As wc p4 is executed and attempts to write to terminal, it actually writes to p4.output instead.

Hands-on 9: piping

$ ls -l
$ ls -l | grep p

Piping

Other system calls …

kill(): send signals to a process, including directive to pause, die, and other imperatives.

http://man7.org/linux/man-pages/man2/kill.2.html

SIGINT: signal to terminate a process

SIGTSTP: pause the process (can be resumed later).

signal(): to catch a signal.

http://man7.org/linux/man-pages/man7/signal.7.html

Key Points

Through fork, exec, and wait, processes can be controlled and manipulated.

Limited Direct Execution

Overview

Teaching: 0 min
Exercises: 0 min

Questions

How to efficiently virtualize the CPU with control?

Objectives

First learning objective. (FIXME)

1. CPU virtualization recall

To support the illusion of having multple processes running concurrently on a single physical CPU, we can have the CPU run one process for a while, then run another, and so on.

This is called time sharing.

2. Design goals of CPU virtualization

Performance

The process can be itself and run as fast as possible without frequent interaction with the OS.

Control

We want to avoid the scenario where a process can run forever and take over all the machine’s resources or a process performs unauthorized actions.

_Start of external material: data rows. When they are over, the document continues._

PR #119, opened 2021-12-03
Refactor more apartment tests

tomijarvi:
The tests had issues that the tests passed and failed very randomly in apartments. These changes stables the tests and so far on the 3 times in the row, these haven't failed anymore.

### DIFF
--- a/.github/workflows/main.yml
+++ b/.github/workflows/main.yml
@@ -18,6 +18,8 @@ env:
   OIKOTIE_VENDOR_ID: test
   ELASTICSEARCH_VERSION: '7.9.1'
   ELASTICSEARCH_HOST: localhost
+  ELASTICSEARCH_URL: http://localhost
+  APARTMENT_INDEX_NAME: test-apartment
   PUBLIC_PGP_KEY: |
     -----BEGIN PGP PUBLIC KEY BLOCK-----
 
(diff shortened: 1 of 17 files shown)


application_form/tests/test_application_services.py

This requires interaction with the OS.

3. The question!

How to efficiently virtualize the CPU with control?

4. Efficient

The most efficient way to execute a process is through direct execution.

Problem!

Once the program begins to run, the OS becomes a complete outsider.

No control over the running program.

Problem 1: The program can access anything it wants to, including restricted operations (direct access to hardware devices, especially I/O for unauthorized purposes).

Problem 2: The program may never switch to a different process without explicit. instructions in main(), thus defeating the purposes of time-sharing.

5. Problem: working with restricted operations

The process should be able to perform restricted operations, such as disk I/O, open network connections, etc.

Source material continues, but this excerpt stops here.